**Task brief**. Using the records below, repeat exactly the lines from the one holding "PR #2309, opened 2019-05-02" through the one holding "Summary of changes", both ends included, and no others.
*** Input data Section Begins ***
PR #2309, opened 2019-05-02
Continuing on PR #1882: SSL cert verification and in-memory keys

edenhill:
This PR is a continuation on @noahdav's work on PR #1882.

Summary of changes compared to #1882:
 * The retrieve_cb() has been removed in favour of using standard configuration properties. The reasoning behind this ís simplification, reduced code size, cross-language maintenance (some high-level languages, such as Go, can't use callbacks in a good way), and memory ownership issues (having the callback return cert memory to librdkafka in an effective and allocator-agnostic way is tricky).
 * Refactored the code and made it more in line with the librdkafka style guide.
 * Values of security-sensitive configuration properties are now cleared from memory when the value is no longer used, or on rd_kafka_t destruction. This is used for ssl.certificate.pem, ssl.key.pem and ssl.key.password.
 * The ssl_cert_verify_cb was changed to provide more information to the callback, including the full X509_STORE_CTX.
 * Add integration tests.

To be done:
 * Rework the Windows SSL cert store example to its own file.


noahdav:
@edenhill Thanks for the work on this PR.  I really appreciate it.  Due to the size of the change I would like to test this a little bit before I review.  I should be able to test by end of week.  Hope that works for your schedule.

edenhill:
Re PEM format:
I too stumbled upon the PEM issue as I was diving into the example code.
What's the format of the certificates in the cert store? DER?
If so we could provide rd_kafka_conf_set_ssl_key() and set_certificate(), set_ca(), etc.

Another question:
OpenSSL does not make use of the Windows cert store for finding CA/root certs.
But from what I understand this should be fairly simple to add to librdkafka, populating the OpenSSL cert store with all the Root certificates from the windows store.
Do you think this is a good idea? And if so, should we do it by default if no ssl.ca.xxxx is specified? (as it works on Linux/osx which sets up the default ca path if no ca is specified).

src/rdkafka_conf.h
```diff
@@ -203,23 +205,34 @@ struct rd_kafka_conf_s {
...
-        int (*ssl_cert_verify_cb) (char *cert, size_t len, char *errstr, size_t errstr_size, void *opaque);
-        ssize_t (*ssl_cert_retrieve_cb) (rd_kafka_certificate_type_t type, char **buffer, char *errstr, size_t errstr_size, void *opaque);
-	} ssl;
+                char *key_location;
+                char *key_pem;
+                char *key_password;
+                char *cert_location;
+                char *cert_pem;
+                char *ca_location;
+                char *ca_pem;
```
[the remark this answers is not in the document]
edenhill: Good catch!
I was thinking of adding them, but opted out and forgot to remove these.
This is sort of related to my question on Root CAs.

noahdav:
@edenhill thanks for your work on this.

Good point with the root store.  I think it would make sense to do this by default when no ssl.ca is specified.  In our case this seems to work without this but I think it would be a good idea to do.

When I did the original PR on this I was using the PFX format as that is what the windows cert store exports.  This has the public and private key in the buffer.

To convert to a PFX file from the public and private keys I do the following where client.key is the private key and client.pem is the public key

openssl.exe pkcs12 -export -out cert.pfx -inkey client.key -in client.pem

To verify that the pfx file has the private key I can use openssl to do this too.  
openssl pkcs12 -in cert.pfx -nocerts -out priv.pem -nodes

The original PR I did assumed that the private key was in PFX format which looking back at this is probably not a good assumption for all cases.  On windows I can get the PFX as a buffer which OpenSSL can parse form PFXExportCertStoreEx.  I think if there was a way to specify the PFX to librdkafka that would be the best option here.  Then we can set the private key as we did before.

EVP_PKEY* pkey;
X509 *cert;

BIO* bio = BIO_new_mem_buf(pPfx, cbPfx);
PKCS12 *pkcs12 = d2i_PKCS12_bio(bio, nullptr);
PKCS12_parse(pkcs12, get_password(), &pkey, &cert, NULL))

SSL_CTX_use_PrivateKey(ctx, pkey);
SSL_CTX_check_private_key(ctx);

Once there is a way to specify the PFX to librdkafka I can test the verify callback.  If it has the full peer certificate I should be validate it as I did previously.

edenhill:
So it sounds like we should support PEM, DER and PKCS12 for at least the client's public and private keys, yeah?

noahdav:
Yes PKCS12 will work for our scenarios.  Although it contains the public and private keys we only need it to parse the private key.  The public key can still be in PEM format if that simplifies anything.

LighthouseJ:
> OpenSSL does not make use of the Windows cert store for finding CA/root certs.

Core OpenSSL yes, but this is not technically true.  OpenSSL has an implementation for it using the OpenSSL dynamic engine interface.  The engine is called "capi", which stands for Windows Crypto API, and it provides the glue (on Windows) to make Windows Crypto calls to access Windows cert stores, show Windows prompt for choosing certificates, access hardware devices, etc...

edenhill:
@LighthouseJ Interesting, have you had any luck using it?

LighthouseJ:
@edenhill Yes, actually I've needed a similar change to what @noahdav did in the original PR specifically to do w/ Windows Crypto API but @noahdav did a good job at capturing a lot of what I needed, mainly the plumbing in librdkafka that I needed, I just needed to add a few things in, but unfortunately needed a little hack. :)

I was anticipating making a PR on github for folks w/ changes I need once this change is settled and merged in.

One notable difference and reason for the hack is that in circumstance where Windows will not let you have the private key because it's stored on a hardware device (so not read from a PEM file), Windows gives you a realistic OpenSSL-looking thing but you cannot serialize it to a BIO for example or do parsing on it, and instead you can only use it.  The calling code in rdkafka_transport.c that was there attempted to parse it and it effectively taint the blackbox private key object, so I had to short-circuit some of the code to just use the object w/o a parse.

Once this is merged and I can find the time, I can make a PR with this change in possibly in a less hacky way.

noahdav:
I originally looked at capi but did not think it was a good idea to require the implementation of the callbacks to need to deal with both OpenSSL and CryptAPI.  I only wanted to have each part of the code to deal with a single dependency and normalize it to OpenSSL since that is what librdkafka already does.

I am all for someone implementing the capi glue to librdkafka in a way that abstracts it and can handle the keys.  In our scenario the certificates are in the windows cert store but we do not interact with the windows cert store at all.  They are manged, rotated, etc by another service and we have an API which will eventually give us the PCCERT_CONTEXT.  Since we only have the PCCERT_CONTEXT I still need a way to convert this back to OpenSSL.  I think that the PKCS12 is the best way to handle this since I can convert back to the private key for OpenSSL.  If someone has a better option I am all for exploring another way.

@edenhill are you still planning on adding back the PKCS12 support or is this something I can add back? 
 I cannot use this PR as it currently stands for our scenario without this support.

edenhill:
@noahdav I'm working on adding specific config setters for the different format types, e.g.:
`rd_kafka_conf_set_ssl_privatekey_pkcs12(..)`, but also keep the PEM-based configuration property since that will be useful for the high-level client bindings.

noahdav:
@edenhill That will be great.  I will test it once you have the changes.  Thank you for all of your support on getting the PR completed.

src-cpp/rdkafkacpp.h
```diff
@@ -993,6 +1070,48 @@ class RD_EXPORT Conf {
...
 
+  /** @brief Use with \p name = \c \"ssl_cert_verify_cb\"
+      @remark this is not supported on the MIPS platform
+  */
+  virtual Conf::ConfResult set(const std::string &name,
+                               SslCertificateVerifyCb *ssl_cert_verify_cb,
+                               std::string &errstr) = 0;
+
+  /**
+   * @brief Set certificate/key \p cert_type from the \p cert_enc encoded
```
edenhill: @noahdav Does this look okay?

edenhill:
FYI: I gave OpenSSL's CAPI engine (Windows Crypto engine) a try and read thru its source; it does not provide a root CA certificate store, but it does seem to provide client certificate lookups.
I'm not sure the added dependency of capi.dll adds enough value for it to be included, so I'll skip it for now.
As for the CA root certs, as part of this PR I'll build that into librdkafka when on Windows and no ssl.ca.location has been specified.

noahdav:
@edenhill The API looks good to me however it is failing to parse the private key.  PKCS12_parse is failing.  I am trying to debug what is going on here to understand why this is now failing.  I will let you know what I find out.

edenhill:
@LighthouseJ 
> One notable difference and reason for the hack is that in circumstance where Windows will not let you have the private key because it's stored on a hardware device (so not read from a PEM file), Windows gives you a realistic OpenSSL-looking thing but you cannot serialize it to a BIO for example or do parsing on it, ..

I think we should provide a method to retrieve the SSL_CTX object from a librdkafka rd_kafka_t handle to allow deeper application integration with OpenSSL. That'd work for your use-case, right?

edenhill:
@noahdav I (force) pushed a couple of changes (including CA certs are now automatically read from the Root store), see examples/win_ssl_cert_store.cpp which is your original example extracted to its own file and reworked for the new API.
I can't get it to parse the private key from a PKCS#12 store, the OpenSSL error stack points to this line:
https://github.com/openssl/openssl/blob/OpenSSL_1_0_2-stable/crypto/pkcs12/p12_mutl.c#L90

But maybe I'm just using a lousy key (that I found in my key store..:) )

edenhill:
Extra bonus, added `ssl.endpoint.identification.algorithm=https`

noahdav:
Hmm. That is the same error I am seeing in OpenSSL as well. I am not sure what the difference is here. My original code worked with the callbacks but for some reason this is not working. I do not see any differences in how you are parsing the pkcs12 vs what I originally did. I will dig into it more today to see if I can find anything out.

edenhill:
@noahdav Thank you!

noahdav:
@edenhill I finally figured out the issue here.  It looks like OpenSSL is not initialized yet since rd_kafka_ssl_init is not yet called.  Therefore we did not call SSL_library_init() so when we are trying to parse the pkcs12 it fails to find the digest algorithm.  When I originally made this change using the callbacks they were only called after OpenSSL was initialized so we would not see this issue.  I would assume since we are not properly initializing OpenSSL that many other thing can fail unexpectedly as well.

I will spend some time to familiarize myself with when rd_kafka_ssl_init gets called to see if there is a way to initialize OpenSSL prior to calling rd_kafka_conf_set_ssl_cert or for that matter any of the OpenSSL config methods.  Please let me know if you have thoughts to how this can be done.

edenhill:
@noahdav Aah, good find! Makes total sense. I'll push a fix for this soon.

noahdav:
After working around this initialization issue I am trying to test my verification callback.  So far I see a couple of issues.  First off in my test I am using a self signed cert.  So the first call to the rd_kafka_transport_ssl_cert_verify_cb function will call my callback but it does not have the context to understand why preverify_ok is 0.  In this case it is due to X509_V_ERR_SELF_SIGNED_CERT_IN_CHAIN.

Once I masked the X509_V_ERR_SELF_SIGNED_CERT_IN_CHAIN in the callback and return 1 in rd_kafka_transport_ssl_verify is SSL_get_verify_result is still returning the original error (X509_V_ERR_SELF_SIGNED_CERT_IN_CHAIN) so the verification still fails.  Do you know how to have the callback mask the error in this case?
*** Input data Section Ends ***
*** Input data Section Begins ***
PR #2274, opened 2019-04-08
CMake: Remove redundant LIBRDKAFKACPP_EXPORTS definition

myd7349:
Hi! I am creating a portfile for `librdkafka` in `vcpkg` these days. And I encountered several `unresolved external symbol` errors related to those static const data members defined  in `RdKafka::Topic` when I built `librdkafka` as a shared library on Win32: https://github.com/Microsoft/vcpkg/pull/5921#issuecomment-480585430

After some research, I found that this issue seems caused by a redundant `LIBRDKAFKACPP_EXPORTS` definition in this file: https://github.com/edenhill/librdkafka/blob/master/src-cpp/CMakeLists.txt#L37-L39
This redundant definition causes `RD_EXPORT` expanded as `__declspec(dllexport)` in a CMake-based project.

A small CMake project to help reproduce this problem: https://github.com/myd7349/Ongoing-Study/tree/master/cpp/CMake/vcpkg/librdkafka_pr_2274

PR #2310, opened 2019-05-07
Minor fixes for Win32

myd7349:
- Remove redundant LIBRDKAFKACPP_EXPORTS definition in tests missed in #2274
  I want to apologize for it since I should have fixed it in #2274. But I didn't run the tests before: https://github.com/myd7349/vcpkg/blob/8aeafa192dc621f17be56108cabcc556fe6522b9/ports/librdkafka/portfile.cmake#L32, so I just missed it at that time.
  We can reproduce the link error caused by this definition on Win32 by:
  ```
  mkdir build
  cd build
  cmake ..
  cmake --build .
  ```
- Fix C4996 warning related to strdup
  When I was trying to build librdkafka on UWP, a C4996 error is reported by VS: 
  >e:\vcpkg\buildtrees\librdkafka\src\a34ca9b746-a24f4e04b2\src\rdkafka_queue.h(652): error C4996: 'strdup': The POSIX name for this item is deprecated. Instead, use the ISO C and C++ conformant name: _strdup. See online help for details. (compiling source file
*** Input data Section Ends ***
**Answer to this task**.
PR #2309, opened 2019-05-02
Continuing on PR #1882: SSL cert verification and in-memory keys

edenhill:
This PR is a continuation on @noahdav's work on PR #1882.

Summary of changes compared to #1882:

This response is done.